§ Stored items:
- Opening Delimiter -

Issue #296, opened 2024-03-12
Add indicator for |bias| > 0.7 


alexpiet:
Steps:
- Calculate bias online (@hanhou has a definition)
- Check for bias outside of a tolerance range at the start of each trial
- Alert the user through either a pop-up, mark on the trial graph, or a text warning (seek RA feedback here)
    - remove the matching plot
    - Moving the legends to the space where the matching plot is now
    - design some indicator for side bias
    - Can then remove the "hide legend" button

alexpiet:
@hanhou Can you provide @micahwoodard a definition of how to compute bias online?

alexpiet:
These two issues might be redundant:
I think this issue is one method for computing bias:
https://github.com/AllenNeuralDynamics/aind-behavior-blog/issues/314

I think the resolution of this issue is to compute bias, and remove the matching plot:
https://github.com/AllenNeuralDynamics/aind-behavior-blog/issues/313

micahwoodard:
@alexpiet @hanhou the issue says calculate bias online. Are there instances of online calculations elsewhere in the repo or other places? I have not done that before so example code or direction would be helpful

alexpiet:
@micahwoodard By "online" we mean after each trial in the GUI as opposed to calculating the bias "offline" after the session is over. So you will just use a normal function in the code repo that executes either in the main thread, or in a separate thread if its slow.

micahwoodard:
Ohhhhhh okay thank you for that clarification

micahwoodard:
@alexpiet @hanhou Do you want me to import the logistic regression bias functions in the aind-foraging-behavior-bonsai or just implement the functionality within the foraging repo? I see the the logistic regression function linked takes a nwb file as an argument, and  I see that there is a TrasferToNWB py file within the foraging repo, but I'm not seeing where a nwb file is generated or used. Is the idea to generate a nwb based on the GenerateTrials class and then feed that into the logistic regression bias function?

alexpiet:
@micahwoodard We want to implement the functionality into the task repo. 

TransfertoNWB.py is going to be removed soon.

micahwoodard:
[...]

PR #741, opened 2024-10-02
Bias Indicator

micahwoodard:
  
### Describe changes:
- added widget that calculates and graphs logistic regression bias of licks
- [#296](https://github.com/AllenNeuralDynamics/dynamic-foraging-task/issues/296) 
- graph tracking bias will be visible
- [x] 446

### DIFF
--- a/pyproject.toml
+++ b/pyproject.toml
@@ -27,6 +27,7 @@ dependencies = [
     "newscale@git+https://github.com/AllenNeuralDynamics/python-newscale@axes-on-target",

- Closing Delimiter -

§ Action item:
Only lines with the word "issues" are wanted, so copy each one from the records.

§ Response to this exercise:
These two issues might be redundant:
https://github.com/AllenNeuralDynamics/aind-behavior-blog/issues/314
https://github.com/AllenNeuralDynamics/aind-behavior-blog/issues/313
- [#296](https://github.com/AllenNeuralDynamics/dynamic-foraging-task/issues/296) 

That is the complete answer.